[Python-Dev] Synchronous and Asynchronous servers in the
standard library
Phillip J. Eby
pje at telecommunity.com
Sun Nov 7 20:15:57 CET 2004
At 10:39 AM 11/7/04 -0800, Josiah Carlson wrote:
>It seems as though there has already been discussion of getting portions
>of Twisted into the Python standard library. Being as I have not
>developed with Twisted, nor am I really a part of the Twisted community,
>I'm not sure that I am really the right person to try to figure out what
>parts of Twisted should or should not be included with Python 2.5.
>
>Regardless of the asyncore vs Twisted issue, a proper (meta) framework
>should separate out the calls for "what happens to the internal state
>when the server receives a reqest like 'foo'", and how the data actually
>gets to those calls. If done correctly, if/when portions of Twisted
>make it into the standard library, it shouldn't be terribly difficult to
>offer a mechanism to use Twisted as a base (for someone with Twisted and
>stdlib Twisted experience), if such a thing is desired.
>
>I suppose the question comes down to; should there be a meta framework
>for developing servers in Python that specifies a separation between the
>protocol logic and how data gets to that protocol logic? The desire is
>for a mechanism to allow people to create a single version of a server
>in their favorite framework (SocketServer, asyncore, Twisted, or other),
>and for others to be able to use them in their favorite framework with
>little difficulty.
I believe that this may be an unrealistic goal, even though I have done
something rather similar myself. There is a myriad assortment of policy
issues you'll have to swim upstream past, just to get to the mechanism
issues. For example, Twisted assumes its reactor is an interpreter-global,
maybe even process-global event loop, whereas asyncore and peak.events
allow multiple event loops.
I've dabbled in integrating Twisted and peak.events, such that code written
for peak.events can run with or without Twisted, and such that an
asynchronous server can be run synchronously. So, it's certainly possible
to do something like what you're describing, but I'm not sure it's worth
the effort versus someone simply installing PEAK and/or Twisted.

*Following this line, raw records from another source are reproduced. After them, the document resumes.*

PR #9608, opened 2023-02-17
desktop: min and max window size for ruffle

### LINKED ISSUE #9346: [bug][meme] Very Long Ruffle.exe Window (with a 17961x253 screenshot of Ruffle Window)
### Describe the bug

Very Long Ruffle Window

As you see here. Ruffle.exe Window does not have a size limit. I can increase its size indefinitely, by dragging the right border to the right, and dragging the window to the left, over and over again.

### Expected behavior

I expect TWO things, instead of ONE.
1. The obvious one: User should not be allowed to resize this window this much. 
2. Actually, I do see **a few .swf files defaults at a "larger than my screen resolution" resolution**. So a extra large ruffle window is achieved simply by opening these .swf files. This shouldn't happen as well.
_(Not going to tell you which .swf though, because it's a NSFW one, and because it should be pretty easy for you to create a test .swf file for this, just create a .swf that defaults at 2560x1440 resolution, and test it on a 1920x1080 screen, something like that.)

### Affected platform

Desktop app

### Operating system

Windows 10

### Browser

_No response_

### Additional information

Actually, could you document this bug, like exactly how it happens? This is the first time ever I've seen a Windows app surpass the window size limit.

aria-aghaei:
Closes #9346 

My first PR, so any comments, suggestions, etc. are appreciated.

### DIFF
--- a/desktop/src/main.rs
+++ b/desktop/src/main.rs
@@ -225,16 +225,16 @@ fn load_movie(url: &Url, opt: &Opt) -> Result<SwfMovie, Error> {
     Ok(movie)
 }
 
-fn get_max_screen_size(event_loop: &EventLoop<RuffleEvent>) -> (u32, u32) {
+fn get_max_screen_size(monitors: impl IntoIterator<Item = MonitorHandle>) -> (u32, u32) {
     let mut max_screen_size = (0, 0);
 
-    for monitor in EventLoopWindowTarget::available_monitors(event_loop) {
+    for monitor in monitors {
         let size = MonitorHandle::size(&monitor);
         max_screen_size.0 += size.width;
         max_screen_size.1 += size.height;
     }
 
-    if max_screen_size.0 <= 32 || max_screen_size.1 <= 32 {
+    if max_screen_size.0 <= 64 || max_screen_size.1 <= 32 {
         return (32767, 32767);
     }
 
@@ -275,7 +275,8 @@ impl App {
         let title = format!("Ruffle - {filename}");
         SWF_INFO.with(|i| *i.borrow_mut() = Some(filename.to_string()));
 
-        let max_screen_size = get_max_screen_size(&event_loop);
+        let monitors = EventLoopWindowTarget::available_monitors(&event_loop);
+        let max_screen_size = get_max_screen_size(monitors);
 
         let window = WindowBuilder::new()
             .with_visible(false)
@@ -568,21 +569,38 @@ impl App {
                         let movie_width = swf_header.stage_size().width().to_pixels();
                         let movie_height = swf_header.stage_size().height().to_pixels();
 
+                        let monitors = Window::available_monitors(&self.window);
+                        let max_screen_size = get_max_screen_size(monitors);
+
                         let window_size: Size = match (self.opt.width, self.opt.height) {
-                            (None, None) => LogicalSize::new(movie_width, movie_height).into(),
+                            (None, None) => LogicalSize::new(
+                                movie_width.clamp(16.0, max_screen_size.0 as f64),
+                                movie_height.clamp(16.0, max_screen_size.1 as f64),
+                            )
+                            .into(),
                             (Some(width), None) => {
                                 let scale = width / movie_width;
                                 let height = movie_height * scale;
-                                PhysicalSize::new(width.max(1.0), height.max(1.0)).into()
+                                PhysicalSize::new(
+                                    width.clamp(16.0, max_screen_size.0 as f64),
+                                    height.clamp(16.0, max_screen_size.1 as f64),
+                                )
+                                .into()
                             }
                             (None, Some(height)) => {
                                 let scale = height / movie_height;
                                 let width = movie_width * scale;
-                                PhysicalSize::new(width.max(1.0), height.max(1.0)).into()
+                                PhysicalSize::new(
+                                    width.clamp(16.0, max_screen_size.0 as f64),
+                                    height.clamp(16.0, max_screen_size.1 as f64),
+                                )
+                                .into()
                             }
-                            (Some(width), Some(height)) => {
-                                PhysicalSize::new(width.max(1.0), height.max(1.0)).into()
-                            }
+                            (Some(width), Some(height)) => PhysicalSize::new(
+                                width.clamp(16.0, max_screen_size.0 as f64),
+                                height.clamp(16.0, max_screen_size.1 as f64),
+                            )
+                            .into(),
                         };
                         self.window.set_inner_size(window_size);
                         self.window.set_fullscreen(if self.opt.fullscreen {
--- a/desktop/src/main.rs
+++ b/desktop/src/main.rs
@@ -41,8 +41,7 @@ use winit::event::{
     ElementState, KeyboardInput, ModifiersState, MouseButton, MouseScrollDelta, VirtualKeyCode,
     WindowEvent,
 };
-use winit::event_loop::{ControlFlow, EventLoop, EventLoopBuilder, EventLoopWindowTarget};
-use winit::monitor::MonitorHandle;
+use winit::event_loop::{ControlFlow, EventLoop, EventLoopBuilder};
 use winit::window::{Fullscreen, Icon, Window, WindowBuilder};
 
 thread_local! {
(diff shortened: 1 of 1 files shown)


desktop/src/main.rs
```diff
@@ -254,9 +255,23 @@ impl App {
...
+        let mut max_resolution_y = 0;
+
+        for monitor in Window::available_monitors(&window) {
+            let size = MonitorHandle::size(&monitor);
+            max_resolution_x += size.width;
+            max_resolution_y += size.height;
+        };
+
+        if max_resolution_x > 0 && max_resolution_y > 0 {
+            Window::set_max_inner_size(&window, Some(LogicalSize::new(max_resolution_x, max_resolution_y)));
```
Dinnerbone, line 272: Can you run this before we build the window and use the value you calculate in the builder? Maybe extract it to a method that returns the size tuple

desktop/src/main.rs
```diff
@@ -43,6 +43,7 @@ use winit::event::{
 };
 use winit::event_loop::{ControlFlow, EventLoop, EventLoopBuilder};
 use winit::window::{Fullscreen, Icon, Window, WindowBuilder};
+use winit::monitor::{MonitorHandle};
```
Dinnerbone, line 46: Can you run cargo fmt please? Thank you!

Dinnerbone (approved):
Code and idea looks sound just some nitpicks, thank you so much!

Dinnerbone (changes requested):
Last one meant to be requested changes, sorry, miclick!

aria-aghaei:
It should be good now, I think

aria-aghaei:
Forgot to say thanks for suggestions, I'm pretty new at rust in general

aria-aghaei:
oops, I see those linting errors, I will fix

n0samu:
Even with this PR, it seems that SWFs with tiny/large dimensions can make the window open at tiny/large resolutions. It seems like the maximum window size restriction actually only applies to the user resizing the window. So I think we should limit the size that the window gets resized to when the movie is loaded, too: 

https://github.com/ruffle-rs/ruffle/blob/15435c6bea9468434271f5c36b748c9b07c5364d/desktop/src/main.rs#L538-L540

Here are the SWFs that I've been testing with: [ResolutionTests.zip](https://github.com/ruffle-rs/ruffle/files/10772045/ResolutionTests.zip)

aria-aghaei:
> Even with this PR, it seems that SWFs with tiny/large dimensions can make the window open at tiny/large resolutions. It seems like the maximum window size restriction actually only applies to the user resizing the window. So I think we should limit the size that the window gets resized to when the movie is loaded, too:

Hi, just pushed a commit that addresses this by clamping the window size on creation. Tested on both of those flashes in the zip as well as a few of my own and it seems to work.

Let me know any suggestions, comments, etc. Thanks!

desktop/src/main.rs
```diff
@@ -216,6 +217,22 @@ fn load_movie(url: &Url, opt: &Opt) -> Result<SwfMovie, Error> {
...
+    let mut max_screen_size = (0, 0);
+
+    for monitor in monitors {
+        let size = MonitorHandle::size(&monitor);
+        max_screen_size.0 += size.width;
+        max_screen_size.1 += size.height;
+    }
+
+    if max_screen_size.0 <= 64 || max_screen_size.1 <= 32 {
+        return (32767, 32767);
```
Dinnerbone, line 230: This is `(i16::MAX, i16::MAX)` right? Can you change it to those constants, just so we know it's max and not a value with any special significance?

desktop/src/main.rs
```diff
@@ -539,21 +560,38 @@ impl App {
                         let movie_width = swf_header.stage_size().width().to_pixels();
                         let movie_height = swf_header.stage_size().height().to_pixels();
 
+                        let monitors = Window::available_monitors(&self.window);
+                        let max_screen_size = get_max_screen_size(monitors);
+
                         let window_size: Size = match (self.opt.width, self.opt.height) {
-                            (None, None) => LogicalSize::new(movie_width, movie_height).into(),
+                            (None, None) => LogicalSize::new(
+                                movie_width.clamp(16.0, max_screen_size.0 as f64),
```
relrelb, line 568: To avoid repeating the same `clamp`s 4 times, winit's [`Size::clamp`](https://docs.rs/winit/latest/winit/dpi/enum.Size.html#method.clamp) can be used.
Also I think `max_inner_size` (and `min_inner_size`) should be stored in `App` itself so it can be retrieved here rather than computed again.

desktop/src/main.rs
relrelb: Also why this case is needed?

aria-aghaei: Just a sanity check, in case winit couldn't detect any monitors we don't want it to return a max size of 0,0. But if the monitor detection always succeeds we wouldn't need it.

desktop/src/main.rs
```diff
@@ -216,6 +217,22 @@ fn load_movie(url: &Url, opt: &Opt) -> Result<SwfMovie, Error> {
     Ok(movie)
 }
 
+fn get_max_screen_size(monitors: impl IntoIterator<Item = MonitorHandle>) -> (u32, u32) {
+    let mut max_screen_size = (0, 0);
+
+    for monitor in monitors {
+        let size = MonitorHandle::size(&monitor);
```
relrelb, line 224: nit: This can be written as `monitor.size()`.

desktop/src/main.rs
```diff
@@ -216,6 +217,22 @@ fn load_movie(url: &Url, opt: &Opt) -> Result<SwfMovie, Error> {
     Ok(movie)
 }
 
+fn get_max_screen_size(monitors: impl IntoIterator<Item = MonitorHandle>) -> (u32, u32) {
```
relrelb, line 220: How about returning `PhysicalSize<u32>` here?

desktop/src/main.rs
```diff
@@ -216,12 +217,29 @@ fn load_movie(url: &Url, opt: &Opt) -> Result<SwfMovie, Error> {
     Ok(movie)
 }
 
+fn get_max_screen_size(monitors: impl IntoIterator<Item = MonitorHandle>) -> PhysicalSize<u32> {
```
relrelb, line 220: Now that `get_max_screen_size` has a single caller, it can be made less generic: Accept an `event_loop: &EventLoop` parameter and call `event_loop.available_monitors()` here.

desktop/src/main.rs
```diff
@@ -216,12 +216,29 @@ fn load_movie(url: &Url, opt: &Opt) -> Result<SwfMovie, Error> {
     Ok(movie)
 }
 
+fn get_max_screen_size(event_loop: &EventLoop<RuffleEvent>) -> PhysicalSize<u32> {
+    let mut max_screen_size = (0, 0);
+
+    for monitor in event_loop.available_monitors() {
+        let size = monitor.size();
+        max_screen_size.0 += size.width;
```
relrelb, line 224: I think summing all widths and heights isn't the way to go.
Consider I have two monitors side-by-side. Now the max screen height will be calculated as the sum of their heights, which is obviously incorrect. What we really want is the *maximum* of their heights.
If one monitor is on top of the other, then we want the sum of their heights, but the maximum of their widths.

My point is that the calculation must take the monitor positions into account. Fortunately winit provides [`MonitorHandle::position()`](https://docs.rs/winit/latest/winit/monitor/struct.MonitorHandle.html#method.position). 
So I think the best way to use it is to accumulate the minimum and maximum of both X and Y coordinates:
```rs
fn get_max_screen_size(event_loop: &EventLoop<RuffleEvent>) -> PhysicalSize<u32> {
    let mut min_x = 0;
    let mut min_y = 0;
    let mut max_x = 0;
    let mut max_y = 0;
    for monitor in event_loop.available_monitors() {
        let size = monitor.size();
        let position = monitor.position();
        min_x = min_x.min(position.x);
        min_y = min_y.min(position.y);
        max_x = max_x.max(position.x + size.width as i32);
        max_y = max_y.max(position.y + size.height as i32);
    }
    let width = max_x - min_x;
    let height = max_y - min_y;
    (width, height).into()
}
```

relrelb (approved):
Thank you and welcome!

PR #7935, opened 2022-09-09
core: `ColorTransform` cleanup

relrelb:
Main changes:
* Merge `ColorTransformParams` into `ColorTransformObject`, as it's only relevant for AVM1.
* Make `BitmapData::color_transform` work with a generic `ColorTransform`, which uses fixed-point arithmetic.

Note that Ruffle still calculates color transforms slightly different from Flash. This is probably caused by inaccuracy of the current `ColorTransformObject` to `ColorTransform` conversion and/or the `ColorTransform` application logic itself. Since this requires further research, it'll be fixed in a future PR.

PR #5021, opened 2021-08-06
Move BitmapData implementation up into core::bitmap

torokati44:
This enables exposing it to AVM2 as well in the future.
A fairly mechanical change.
As mentioned in https://github.com/ruffle-rs/ruffle/pull/4940#issuecomment-892167336, and many times before on Discord.

PR #9620, opened 2023-02-17
swf: Introduce filter flags

relrelb:


torokati44:
FWIW: A similar change (by me, I admit...) used `...Params` instead of `...Flags` as names:
https://github.com/ruffle-rs/ruffle/pull/5021/files#diff-3950342c208fbe54cc6242ead16632fa89f950fd338d296560ab79be56965d98

Might not mean anything though, I'm fine with either variant.

relrelb:
> FWIW: A similar change (by me, I admit...) used `...Params` instead of `...Flags` as names: https://github.com/ruffle-rs/ruffle/pull/5021/files#diff-3950342c208fbe54cc6242ead16632fa89f950fd338d296560ab79be56965d98
> 
> Might not mean anything though, I'm fine with either variant.

Yeah, but now I added `bitflags` enums, which makes more sense to me to have `Flags` in their name.
And by the way, `ColorTransformParams` was removed in #7935.

Aaron1011 (approved):

PR #9627, opened 2023-02-18
web: Simplify custom context menu separators logic

relrelb:
Instead deduplicating separators in `RufflePlayer.showContextMenu()` using DOM attributes, do it right in `RufflePlayer.contextMenuItems()`, using a simpler approach.

### DIFF
--- a/web/packages/core/src/ruffle-player.ts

Now, if the Python standard library included a lightweight task switching
facility akin to Armin's greenlets, it might be more practical to include
asynchronous communications facilities in the stdlib. Essentially, one
could implement a set of communication primitives that task-switched to a
global scheduler, or one could supply the scheduler as part of the calls,
or provide the primitives as methods of a scheduler, etc. This would
bypass most of the architectural policy issues.
However, without something like this, you are basically just going to be
re-inventing either Twisted or peak.events, depending on whether you prefer
a continuation-passing or generator-pseudothread architecture.